Return each line of the records holding the string "MichaelTunnell".

((

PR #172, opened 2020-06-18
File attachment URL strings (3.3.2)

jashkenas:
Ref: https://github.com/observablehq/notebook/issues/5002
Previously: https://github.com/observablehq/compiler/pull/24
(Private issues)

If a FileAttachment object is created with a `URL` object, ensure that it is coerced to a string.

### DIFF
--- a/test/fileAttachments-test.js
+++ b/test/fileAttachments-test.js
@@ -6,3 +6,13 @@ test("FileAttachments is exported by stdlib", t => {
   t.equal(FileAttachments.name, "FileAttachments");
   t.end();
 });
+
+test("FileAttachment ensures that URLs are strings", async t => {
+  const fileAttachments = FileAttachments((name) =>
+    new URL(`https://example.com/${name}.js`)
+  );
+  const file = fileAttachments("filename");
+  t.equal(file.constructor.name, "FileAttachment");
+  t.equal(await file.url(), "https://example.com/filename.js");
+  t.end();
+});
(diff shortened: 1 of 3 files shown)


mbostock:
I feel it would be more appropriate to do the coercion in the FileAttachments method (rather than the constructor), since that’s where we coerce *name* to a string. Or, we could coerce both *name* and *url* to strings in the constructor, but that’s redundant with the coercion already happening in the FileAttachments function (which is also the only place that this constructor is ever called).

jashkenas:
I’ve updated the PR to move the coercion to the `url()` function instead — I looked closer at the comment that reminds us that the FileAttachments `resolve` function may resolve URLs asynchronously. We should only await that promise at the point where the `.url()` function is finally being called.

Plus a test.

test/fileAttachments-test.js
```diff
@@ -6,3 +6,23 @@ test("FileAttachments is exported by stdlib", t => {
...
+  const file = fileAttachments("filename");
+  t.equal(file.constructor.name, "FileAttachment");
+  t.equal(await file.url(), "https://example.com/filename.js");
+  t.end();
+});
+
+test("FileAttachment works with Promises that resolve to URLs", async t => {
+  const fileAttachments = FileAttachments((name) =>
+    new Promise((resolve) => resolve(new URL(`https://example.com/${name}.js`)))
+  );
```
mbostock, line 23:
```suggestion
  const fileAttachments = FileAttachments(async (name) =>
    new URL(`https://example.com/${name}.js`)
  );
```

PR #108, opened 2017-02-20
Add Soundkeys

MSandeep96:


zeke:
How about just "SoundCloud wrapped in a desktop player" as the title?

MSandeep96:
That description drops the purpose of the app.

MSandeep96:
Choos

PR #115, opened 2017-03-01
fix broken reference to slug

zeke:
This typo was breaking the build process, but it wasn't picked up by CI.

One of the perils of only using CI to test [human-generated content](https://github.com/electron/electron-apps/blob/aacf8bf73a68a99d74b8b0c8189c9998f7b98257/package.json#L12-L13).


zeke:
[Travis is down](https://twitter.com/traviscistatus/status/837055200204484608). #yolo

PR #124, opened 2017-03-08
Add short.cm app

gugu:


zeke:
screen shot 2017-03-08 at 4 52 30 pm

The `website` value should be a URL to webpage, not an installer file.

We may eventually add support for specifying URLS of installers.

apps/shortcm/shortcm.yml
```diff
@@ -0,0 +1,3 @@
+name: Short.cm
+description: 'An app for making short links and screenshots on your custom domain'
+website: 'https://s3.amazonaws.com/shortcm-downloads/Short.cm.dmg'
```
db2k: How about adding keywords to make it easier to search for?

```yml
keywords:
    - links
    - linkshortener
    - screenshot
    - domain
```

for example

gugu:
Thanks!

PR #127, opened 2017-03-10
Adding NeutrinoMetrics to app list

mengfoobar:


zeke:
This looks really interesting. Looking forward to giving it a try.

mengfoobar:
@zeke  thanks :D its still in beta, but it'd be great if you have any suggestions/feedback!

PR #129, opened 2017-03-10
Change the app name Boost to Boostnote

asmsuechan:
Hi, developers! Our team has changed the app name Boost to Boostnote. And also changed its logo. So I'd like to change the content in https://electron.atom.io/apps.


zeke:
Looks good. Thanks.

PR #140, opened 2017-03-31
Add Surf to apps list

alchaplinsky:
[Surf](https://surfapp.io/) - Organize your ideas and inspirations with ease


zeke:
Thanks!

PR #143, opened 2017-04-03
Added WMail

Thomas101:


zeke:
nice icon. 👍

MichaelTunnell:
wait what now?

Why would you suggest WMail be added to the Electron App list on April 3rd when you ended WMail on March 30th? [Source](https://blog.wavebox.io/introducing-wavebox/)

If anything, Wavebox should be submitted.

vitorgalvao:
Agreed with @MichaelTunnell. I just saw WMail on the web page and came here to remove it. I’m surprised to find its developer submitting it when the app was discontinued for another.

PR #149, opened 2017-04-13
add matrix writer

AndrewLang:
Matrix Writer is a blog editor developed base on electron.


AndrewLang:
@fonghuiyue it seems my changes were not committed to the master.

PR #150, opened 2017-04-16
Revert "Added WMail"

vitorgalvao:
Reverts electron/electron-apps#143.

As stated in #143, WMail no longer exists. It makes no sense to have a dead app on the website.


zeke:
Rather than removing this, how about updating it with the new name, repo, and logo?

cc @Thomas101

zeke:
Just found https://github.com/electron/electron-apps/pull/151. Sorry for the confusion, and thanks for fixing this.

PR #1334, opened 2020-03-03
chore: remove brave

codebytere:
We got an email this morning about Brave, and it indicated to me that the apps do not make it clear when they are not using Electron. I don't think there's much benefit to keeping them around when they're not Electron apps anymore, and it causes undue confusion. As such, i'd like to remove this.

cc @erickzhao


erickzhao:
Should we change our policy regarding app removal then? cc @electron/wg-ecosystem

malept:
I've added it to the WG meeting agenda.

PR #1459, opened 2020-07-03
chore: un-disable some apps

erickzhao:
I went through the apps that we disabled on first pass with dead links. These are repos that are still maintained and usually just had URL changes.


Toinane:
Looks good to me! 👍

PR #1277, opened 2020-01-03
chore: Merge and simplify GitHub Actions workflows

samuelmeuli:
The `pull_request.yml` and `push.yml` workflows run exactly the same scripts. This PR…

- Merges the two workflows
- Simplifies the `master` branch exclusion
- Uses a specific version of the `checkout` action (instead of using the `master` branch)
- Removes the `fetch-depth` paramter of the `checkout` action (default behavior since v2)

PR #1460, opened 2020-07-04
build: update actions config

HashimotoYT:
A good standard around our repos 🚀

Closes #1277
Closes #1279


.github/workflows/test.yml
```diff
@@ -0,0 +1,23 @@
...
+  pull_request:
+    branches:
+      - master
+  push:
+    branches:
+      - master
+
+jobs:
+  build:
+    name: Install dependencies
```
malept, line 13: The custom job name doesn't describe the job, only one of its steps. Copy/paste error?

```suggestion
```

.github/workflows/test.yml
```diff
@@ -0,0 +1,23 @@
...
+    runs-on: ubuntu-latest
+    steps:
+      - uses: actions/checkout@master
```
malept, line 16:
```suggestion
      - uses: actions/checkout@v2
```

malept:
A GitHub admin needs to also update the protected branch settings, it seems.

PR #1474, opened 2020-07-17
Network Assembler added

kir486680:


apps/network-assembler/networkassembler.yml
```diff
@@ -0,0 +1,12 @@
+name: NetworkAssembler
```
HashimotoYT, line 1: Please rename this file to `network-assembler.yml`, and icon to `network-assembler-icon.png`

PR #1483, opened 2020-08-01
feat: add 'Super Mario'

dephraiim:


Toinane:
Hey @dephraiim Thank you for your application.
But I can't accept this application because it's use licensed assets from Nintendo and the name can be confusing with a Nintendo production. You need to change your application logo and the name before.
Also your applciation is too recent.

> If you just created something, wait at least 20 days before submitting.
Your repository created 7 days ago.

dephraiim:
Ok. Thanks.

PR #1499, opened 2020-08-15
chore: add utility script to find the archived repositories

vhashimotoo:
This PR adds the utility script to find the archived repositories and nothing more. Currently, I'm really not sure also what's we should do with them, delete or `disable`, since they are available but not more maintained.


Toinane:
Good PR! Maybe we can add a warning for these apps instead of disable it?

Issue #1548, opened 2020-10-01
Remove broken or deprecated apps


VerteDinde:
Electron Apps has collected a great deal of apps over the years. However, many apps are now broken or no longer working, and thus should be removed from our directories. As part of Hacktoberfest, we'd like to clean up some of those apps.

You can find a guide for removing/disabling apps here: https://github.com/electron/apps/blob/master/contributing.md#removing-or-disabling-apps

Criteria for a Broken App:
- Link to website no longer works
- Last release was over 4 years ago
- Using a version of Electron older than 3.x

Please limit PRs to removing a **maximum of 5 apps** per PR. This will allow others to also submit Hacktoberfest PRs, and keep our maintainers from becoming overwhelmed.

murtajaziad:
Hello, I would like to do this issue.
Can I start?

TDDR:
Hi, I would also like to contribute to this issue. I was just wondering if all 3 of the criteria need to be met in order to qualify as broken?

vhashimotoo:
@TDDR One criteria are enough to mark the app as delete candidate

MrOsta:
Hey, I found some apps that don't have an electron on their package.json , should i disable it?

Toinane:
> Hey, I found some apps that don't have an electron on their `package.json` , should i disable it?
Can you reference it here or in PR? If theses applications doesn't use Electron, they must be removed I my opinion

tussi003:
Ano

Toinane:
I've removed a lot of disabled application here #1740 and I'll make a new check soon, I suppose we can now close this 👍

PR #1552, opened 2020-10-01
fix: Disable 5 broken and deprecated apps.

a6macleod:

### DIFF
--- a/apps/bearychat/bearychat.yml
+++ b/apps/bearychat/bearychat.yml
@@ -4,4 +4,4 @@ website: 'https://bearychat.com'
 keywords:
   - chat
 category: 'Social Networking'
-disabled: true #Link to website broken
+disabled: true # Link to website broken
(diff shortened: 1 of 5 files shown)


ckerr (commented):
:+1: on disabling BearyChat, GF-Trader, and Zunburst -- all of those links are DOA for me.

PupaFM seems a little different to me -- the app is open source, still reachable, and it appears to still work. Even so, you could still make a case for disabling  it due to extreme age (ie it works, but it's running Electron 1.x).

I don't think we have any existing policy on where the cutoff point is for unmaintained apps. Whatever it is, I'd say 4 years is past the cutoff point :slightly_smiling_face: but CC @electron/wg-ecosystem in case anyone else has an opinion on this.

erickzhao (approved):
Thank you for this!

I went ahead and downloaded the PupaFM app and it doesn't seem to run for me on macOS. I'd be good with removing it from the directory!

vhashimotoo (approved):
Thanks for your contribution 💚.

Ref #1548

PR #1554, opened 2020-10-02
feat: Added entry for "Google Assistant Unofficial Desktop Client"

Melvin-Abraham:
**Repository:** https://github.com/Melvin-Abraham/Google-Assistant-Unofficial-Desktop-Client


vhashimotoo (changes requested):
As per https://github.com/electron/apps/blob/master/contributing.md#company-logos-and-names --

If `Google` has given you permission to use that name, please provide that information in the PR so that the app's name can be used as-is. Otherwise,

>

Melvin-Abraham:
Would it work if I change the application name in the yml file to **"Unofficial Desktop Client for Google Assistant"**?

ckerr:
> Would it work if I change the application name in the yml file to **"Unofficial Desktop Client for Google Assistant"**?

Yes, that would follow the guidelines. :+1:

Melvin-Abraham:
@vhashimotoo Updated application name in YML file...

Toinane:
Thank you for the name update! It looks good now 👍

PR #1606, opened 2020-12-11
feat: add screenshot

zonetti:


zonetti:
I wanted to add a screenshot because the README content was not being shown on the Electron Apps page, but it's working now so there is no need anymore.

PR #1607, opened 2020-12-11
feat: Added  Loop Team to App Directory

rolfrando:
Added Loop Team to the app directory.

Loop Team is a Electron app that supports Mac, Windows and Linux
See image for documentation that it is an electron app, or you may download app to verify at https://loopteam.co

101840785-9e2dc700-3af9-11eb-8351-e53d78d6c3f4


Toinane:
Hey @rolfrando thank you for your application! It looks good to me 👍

))

● TASK OUTPUT:
MichaelTunnell:
Agreed with @MichaelTunnell. I just saw WMail on the web page and came here to remove it. I’m surprised to find its developer submitting it when the app was discontinued for another.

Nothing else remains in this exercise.